Remember the bogs of Ireland or those on the moors of England in old romance novels? The one where the heroine comes to the lonesome manor to be a governess, nurse or maid only to fall for the moody master, his neighbor or maybe the groundsman. She’s lost in the mire of boggish emotions until HE comes to her rescue.

Well, I don’t see HIM rescuing this writer from her blogger’s mind-bog. If you noticed, I’ve been absent for, low, these many months and then I thought there might be hope showing on my horizon. Marlene Cullen, my editor and hostess of the Petaluma(CA) Writers’ Forum, invited local heroine/publisher//teacher Susan Bono to inspire the October gathering by “Illuminating The Essay.” Susan has published personal narratives in her famed  journal, Tiny Lights, for nearly twenty years. She is an expert in the form and offers references, stimulation and inspiration freely.

Susan Bono sees five keys to writing the personal essay:

  1. Character: the self
  2. Problem: give yourself a problem
  3. Struggle: Problem creates conflict
  4. Epiphany: after struggle, a flood of new understanding
  5. Resolution: what you do differently as a result.

Teacher Bono calls on the work of many experts including: Phillip Lopate’s The Art of the Personal Essay; Adair Lara’s Naked, Drunk and Writing; and Louise Desalvo’s Writing as a Way of Healing. Note that many of her references specialize in memoir which Bono finds to be good resources.

As so many good instructors do, Susan had exercises for us to try out. I found them to be great fun and marveled at the variety when students chose to share. These are starter ideas, not quotes, which serve to establish the intent or direction of the essay/narrative.  Here they are with a couple of my answers shared:

  1. I want to tell you how   Steinbeck changed my life (Universal statement) and he did it twice: inspiring me to go into social work to change the world  and to write.
  2. I’m trying to figure out how I feel about______________
  3. I learned about obstinence from my granddaughter-with her threats not to go to sleep, hands on hips, pursed lips…and then dissolving into tears as she gave up.
  4. I never expected to________________
  5. I will always regret not starting to write earlier.
  6. I never thought I’d become a person who_______________________.

I’d like to paraphrase Susan Bono’s “rules made to be broken:”
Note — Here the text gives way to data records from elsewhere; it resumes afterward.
PR #8573, opened 2024-09-11
refactor: remove redundant flyout positioning.

gonfunko:
## The basics

## The details
This PR removes a redundant call to `Flyout.position()` in `WorkspaceSvg`. The code calls `Toolbox.position()` on the previous line, which [in turn calls `Flyout.position()`](https://github.com/google/blockly/blob/develop/core/toolbox/toolbox.ts#L723), so the flyout was needlessly being positioned twice.

### DIFF
--- a/core/workspace_svg.ts
+++ b/core/workspace_svg.ts
@@ -1050,9 +1050,6 @@ export class WorkspaceSvg extends Workspace implements IASTNodeLocationSvg {
     if (this.toolbox_) {
       this.toolbox_.position();
     }
-    if (this.flyout) {
-      this.flyout.position();
-    }
 
     const positionables = this.componentManager.getComponents(
       ComponentManager.Capability.POSITIONABLE,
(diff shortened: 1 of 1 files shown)


core/workspace_svg.ts
```diff
@@ -1050,9 +1050,6 @@ export class WorkspaceSvg extends Workspace implements IASTNodeLocationSvg {
     if (this.toolbox_) {
       this.toolbox_.position();
     }
-    if (this.flyout) {
```
rachel-fenichel, line 1053: You still need to handle the case where there's no toolbox but there is a flyout. So you want an else if, rather than just removing this.

rachel-fenichel (changes requested):

core/workspace_svg.ts
gonfunko: Ah good call, done1

rachel-fenichel (approved):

  1. Reader should know within 3 paragraphs what the essay is about;
  2. Check proportion of scene given over to real action against summary which moves reader thru time rapidly;
  3. Check the frame: sense of being triggered by past (memory of prior beach trip) and ends by bringing back to current event (being at beach now;)
  4. Use of dialogue brings others into the event;
  5. Use restraint when writing difficult themes as with violence, abuse . . .  need not be gory to make point;
  6. End or resolve with action or gesture as opposed to flowery words;
  7. In cover letter, don’t evaluate/praise your own writing nor interpret it.

Challenge yourself

Try answering Susan’s six openers

For more information about Susan Bono and Tiny Lights:

For Marlene Cullen’s many cheerleading efforts on behalf of writers:



Filed under Family

10 responses to “ESCAPING THE BLOG BOG

  1. Loved this blog! Thank you Arletta and thank you Susan Bono. Such great motivators and guidelines to a good essay/memoir. I’m saving this one.

  2. barbara toboni

    Thanks, Arletta. Welcome back. Good tips for the essay. I like the prompts, and will have to try them. I had the pleasure of hearing Susan speak as a guest of one of Ana Manwaring’s classes in St. Helena. She’s really a pro.
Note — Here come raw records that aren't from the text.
PR #8592, opened 2024-09-25
feat: Add support for inflating flyout separators.

gonfunko:
## The basics

### Proposed Changes
This PR adds a new `FlyoutSeparator` class to represent a gap between items in a flyout, and a corresponding flyout inflater for items of this type. This will allow flyouts to no longer have to track gaps and content in separate lists, and instead just use one list of content items, some of which are rendered blocks/buttons/labels/etc and some of which are invisible spacers that simply occupy space between other items.

### DIFF
--- a/core/flyout_separator.ts
+++ b/core/flyout_separator.ts
@@ -1,3 +1,9 @@
+/**
+ * @license
+ * Copyright 2024 Google LLC
+ * SPDX-License-Identifier: Apache-2.0
+ */
+
 import type {IBoundedElement} from './interfaces/i_bounded_element.js';
 import {Rect} from './utils/rect.js';
 
--- a/core/flyout_separator.ts
+++ b/core/flyout_separator.ts
@@ -1,0 +1,17 @@
+import type {IBoundedElement} from './interfaces/i_bounded_element.js';
+import {Rect} from './utils/rect.js';
+
+export class FlyoutSeparator implements IBoundedElement {
+  private x = 0;
+  private y = 0;
+  constructor(private gap: number) {}
+
+  getBoundingRectangle(): Rect {
+    return new Rect(this.y, this.y + this.gap, this.x, this.x + this.gap);
+  }
+
+  moveBy(dx: number, dy: number, _reason?: string[]) {
+    this.x += dx;
+    this.y += dy;
+  }
+}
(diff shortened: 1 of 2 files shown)


core/flyout_separator.ts
```diff
@@ -0,0 +1,17 @@
+import type {IBoundedElement} from './interfaces/i_bounded_element.js';
+import {Rect} from './utils/rect.js';
+
+export class FlyoutSeparator implements IBoundedElement {
```
rachel-fenichel, line 4: Add license stanza, here and in the other file.

rachel-fenichel, line 4: Add TSdoc, here and in the other file

core/flyout_separator.ts
```diff
@@ -0,0 +1,17 @@
...
+  private x = 0;
+  private y = 0;
+  constructor(private gap: number) {}
+
+  getBoundingRectangle(): Rect {
```
rachel-fenichel, line 9: If someone uses a really big gap value in a vertical flyout, can it cause the flyout to become excessively wide as a result of the gap being a square instead of a rectangle? If yes, I think we should have `gapX` and `gapY` be specified separately

core/separator_flyout_inflater.ts
```diff
@@ -0,0 +1,28 @@
...
+export class SeparatorFlyoutInflater implements IFlyoutInflater {
+  load(_state: Object, _flyoutWorkspace: WorkspaceSvg): IBoundedElement {
+    // This empty separator will be substituted by the one created by the
+    // flyout based on the value returned from gapForElement().
+    return new FlyoutSeparator(0);
+  }
+
+  gapForElement(state: Object, defaultGap: number): number {
+    const separatorState = state as SeparatorInfo;
+    const newGap = parseInt(String(separatorState['gap']));
```
rachel-fenichel, line 17: Use dot-access for `separatorState.gap` if possible.

rachel-fenichel (changes requested):

core/flyout_separator.ts
gonfunko: Done

gonfunko: Done

core/flyout_separator.ts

  3. Welcome back to the world of blogging, Arletta! Decided to pop on over here to see what my friend has been up to and I found this amazing post about writing essays, thanks to your recent meeting with Susan Bono. Thank you so much for sharing her methods, writing prompts and “rules made to be broken.” I always enjoy being reminded about what needs to be done when writing — in any way, shape or form.

    By the way, I’ve a manuscript about a heroine who goes to a manor to become a governess to the moody master, is bogged down with her own baggage and now has to deal with his! Ha! I wonder how I can take out all that stereotype?

    Alice 🙂

    • Dear Alice,
      You made me laugh with that description of your mss…I think we all have one of those hidden, mostly, in a drawer somewhere.
      Susan did a very fine seminar and I’m grateful for her insight and for propelling me into getting back to the blog. Thank you for your generous encouragement.
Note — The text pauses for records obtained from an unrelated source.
PR #8608, opened 2024-10-01
feat: Allow specifying the placeholder text of workspace comments.

gonfunko:
## The basics

## The details
This PR adds a `setPlaceholderText()` method to `CommentView` and `RenderedWorkspaceComment` that allows specifying the placeholder text for a comment. It also updates the workspace comment creation contextual menu item to set the default text as a placeholder instead of literal text so that users don't have to manually delete/type over it to write their comment.

### DIFF
--- a/core/comments/comment_view.ts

  4. Arletta, some terrific rules you shared from Susan Bono. Those should help some of us a log with our blog bog. I’d rather be writing on my book is what I suffer from.

    • Hello Velda,
      I’m happy you liked the blog entry. I surely needed Susan’s boot applied to my rear. Now having problems posting all to my website but that should be untangled before long.
      Always a challenge to get the writing where it needs to be.

  5. Wow, this is all such good information for writers, Arletta! I get “blogged” down, too, sometimes. Brain freeze. Thanks!